*** Opening Records for the task ***
PR #42, opened 2019-05-09
Handle guicursor blinkon property

### LINKED ISSUE #17: How can I make the cursor NOT blink?
#### checkhealth

```
health#deoplete#check
========================================================================
## deoplete.nvim
  - OK: exists("v:t_list") was successful
  - OK: has("timers") was successful
  - OK: has("python3") was successful
  - OK: Python3.6.1+ was successful
  - INFO: If you're still having problems, try the following commands:
    $ export NVIM_PYTHON_LOG_FILE=/tmp/log
    $ export NVIM_PYTHON_LOG_LEVEL=DEBUG
    $ nvim
    $ cat /tmp/log_{PID}
    and then create an issue on github

health#nvim#check
========================================================================
## Configuration
  - OK: no issues found

## Performance
  - OK: Build type: RelWithDebInfo
    LuaJIT

## Remote Plugins
  - OK: Up to date

## terminal
  - INFO: key_backspace (kbs) terminfo entry: key_backspace=\177
  - INFO: key_dc (kdch1) terminfo entry: key_dc=\E[3~
  - INFO: $VTE_VERSION='4601'
  - INFO: $COLORTERM='truecolor'

## tmux
  - OK: escape-time: 0ms
  - INFO: $TERM: tmux-256color

health#provider#check
========================================================================
## Clipboard (optional)
  - OK: Clipboard tool found: xclip

## Python 2 provider (optional)
  - INFO: pyenv: Path: /home/dave/.pyenv/libexec/pyenv
  - INFO: pyenv: $PYENV_ROOT is not set. Infer from `pyenv root`.
  - INFO: pyenv: Root: /home/dave/.pyenv
  - INFO: Using: g:python_host_prog = "/usr/bin/python2.7"
  - INFO: Executable: /usr/bin/python2.7
  - INFO: Python version: 2.7.13
  - INFO: pynvim version: 0.3.2
  - OK: Latest pynvim is installed.

## Python 3 provider (optional)
  - INFO: pyenv: Path: /home/dave/.pyenv/libexec/pyenv
  - INFO: pyenv: $PYENV_ROOT is not set. Infer from `pyenv root`.
  - INFO: pyenv: Root: /home/dave/.pyenv
  - INFO: `g:python3_host_prog` is not set.  Searching for python3 in the environment.
  - INFO: Executable: /home/dave/.pyenv/versions/3.7.2/bin/python3
  - INFO: Python version: 3.7.2
  - INFO: pynvim version: 0.3.2
  - OK: Latest pynvim is installed.

## Ruby provider (optional)
  - INFO: Ruby: ruby 2.3.3p222 (2016-11-21) [x86_64-linux-gnu]
  - WARNING: `neovim-ruby-host` not found.
    - ADVICE:
      - Run `gem install neovim` to ensure the neovim RubyGem is installed.
      - Run `gem environment` to ensure the gem bin directory is in $PATH.
      - If you are using rvm/rbenv/chruby, try "rehashing".
      - See :help |g:ruby_host_prog| for non-standard gem installations.

## Node.js provider (optional)
  - WARNING: `node` and `npm` (or `yarn`) must be in $PATH.
    - ADVICE:
      - Install Node.js and verify that `node` and `npm` (or `yarn`) commands work.

```

badosu:
This is an initial effort to support setting blinking on gnvim.

For retrocompatibility, a runtime setting is added indentical to the previous effect.

To disable the blinking `set guicursor+=a:blinkon0`.

Fixes #17

### DIFF
--- a/src/ui/grid/grid.rs
+++ b/src/ui/grid/grid.rs
@@ -402,9 +402,15 @@ impl Grid {
         let mut ctx = self.context.borrow_mut();
         let ctx = ctx.as_mut().unwrap();
 
-        ctx.cursor_alpha += 0.05;
-        if ctx.cursor_alpha > 2.0 {
-            ctx.cursor_alpha = 0.0;
+        if ctx.cursor_blink_on > 0 {
+            // Assuming a 60hz framerate
+            ctx.cursor_alpha += 100.0 / (6.0 * ctx.cursor_blink_on as f64);
+
+            if ctx.cursor_alpha > 2.0 {
+                ctx.cursor_alpha = 0.0;
+            }
+        } else {
+            ctx.cursor_alpha = 0.5;
         }
 
         let (x, y, w, h) = {
@@ -445,6 +451,7 @@ impl Grid {
         let mut ctx = self.context.borrow_mut();
         let ctx = ctx.as_mut().unwrap();
 
+        ctx.cursor_blink_on = mode.blink_on;
         ctx.cursor_cell_percentage = mode.cell_percentage;
     }
 
--- a/src/nvim_bridge.rs
+++ b/src/nvim_bridge.rs
@@ -157,6 +157,8 @@ impl Default for CursorShape {
 
 #[derive(Default, Clone)]
 pub struct ModeInfo {
+    /// The cursor blinking period (in ms)
+    pub blink_on: u64,
     pub cursor_shape: CursorShape,
     /// The cursor's width (in percentages, from 0..1).
     pub cell_percentage: f64,
@@ -166,6 +168,9 @@ pub struct ModeInfo {
 impl ModeInfo {
     fn set(&mut self, prop: &str, val: Value) {
         match prop {
+            "blinkon" => {
+                self.blink_on = unwrap_u64!(val);
+            }
             "cursor_shape" => {
                 self.cursor_shape = CursorShape::from_string(unwrap_str!(val))
             }
--- a/src/ui/grid/context.rs
+++ b/src/ui/grid/context.rs
@@ -28,7 +28,9 @@ pub struct Context {
     pub cursor: (u64, u64),
     /// Cursor alpha color. Used to make the cursor blink.
     pub cursor_alpha: f64,
-    /// Width of the curosr.
+    /// The duration of the cursor blink
+    pub cursor_blink_on: u64,
+    /// Width of the cursor.
     pub cursor_cell_percentage: f64,
     /// Color of the cursor.
     pub cursor_color: Color,
@@ -75,6 +77,7 @@ impl Context {
 
             cursor: (0, 0),
             cursor_alpha: 1.0,
+            cursor_blink_on: 0,
             cursor_cell_percentage: 1.0,
             cursor_color: Color::from_u64(0),
             busy: false,


runtime/plugin/gnvim.vim
```diff
@@ -4,6 +4,9 @@ endif
 
 let g:gnvim_runtime_loaded = 1
 
+" Set blinking cursor as default
+set guicursor+=a:blinkon333
```
vhakulinen: Gnvim should modify `guicursor` (or other options for that manner). Instead, we should provide documentation to the users which instructs them on this topic.

src/ui/grid/grid.rs
```diff
@@ -402,9 +402,15 @@ impl Grid {
...
-        if ctx.cursor_alpha > 2.0 {
-            ctx.cursor_alpha = 0.0;
+        if ctx.cursor_blink_on > 0 {
+            // Assuming a 60hz framerate
+            ctx.cursor_alpha += 100.0/(6.0 * ctx.cursor_blink_on as f64);
+
+            if ctx.cursor_alpha > 2.0 {
+                ctx.cursor_alpha = 0.0;
+            }
+        else {
```
vhakulinen: You're missing closing `}` here.

vhakulinen:
This is looking good. One major thing to consider is that instead of setting the cursor opacity to 50% when the blinking is off, I think gnvim should do the same as the TUI does. Which is to invert the colors on the cursor column (e.g. foreground color becomes the background color, and background color comes foreground color).

runtime/plugin/gnvim.vim
badosu: That's fine by me, the reason I included this was to make it compatible with the previous implementation (blink on by default).

src/ui/grid/grid.rs
badosu: What do you mean? Isn't it closed on line 414?

vhakulinen:
Can you run `cargo fmt` before merge? We can figure out the color inverting later.

badosu:
@vhakulinen Done.

By the way, I was trying some approaches for the reverse colors blink.

If you don't mind sharing, how would you approach this? I've tried understanding how to split segments and passing a custom hldef here: https://github.com/badosu/gnvim/blob/9789ff84c4597fcc84625aaa27e084c63c846d47/src/ui/grid/render.rs#L13-L22.

vhakulinen:
> If you don't mind sharing, how would you approach this?

Sure! My goto place to add the logic for inverting colors under cursor would go in [cursor_goto](https://github.com/vhakulinen/gnvim/blob/356f79dd257c30ae24d6c6d61460b586045b70a5/src/ui/grid/grid.rs#L310). (At least) every time `cursor_goto` us called, we need to get the cell under the cursor - currently we can get the `Leaf`, but we are only interested in the individual cell so the `Row` API needs to be extended[1]. Once we have that, we need to do pretty much the same thing we do in [put_segments](https://github.com/vhakulinen/gnvim/blob/356f79dd257c30ae24d6c6d61460b586045b70a5/src/ui/grid/render.rs#L27-L121) - just remember to flip the `hl.reverse`. I would try to keep the rendering logic combined between these two (grid rendering and the cursor logic), but not sure how feasible that is.

One thing to note in that approach is that the code paths for blinking cursor and non blinking cursor are extremely different. With blinking cursor, we (currently) leave the actual blink logic for the `draw` signal of the drawing area (with some help of `tick` method which it self is currently triggered by a bit of a lazy hack). With non blinking cursor the logic in the `draw` signal handler can (or at least should) be ditched and `cursor_goto` call should contain logic to draw the inverted cell to the drawing area's context.

1: I'm starting to think more and more that the rope structure behind the grid is way too much, but at least it makes the rendering easy. If there are compelling reasons to switch it to something else, I'm open for the idea.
*** Closing Records for the task ***
In the entries, some lines may contain the word "should". Give how many do, as a number by itself.

3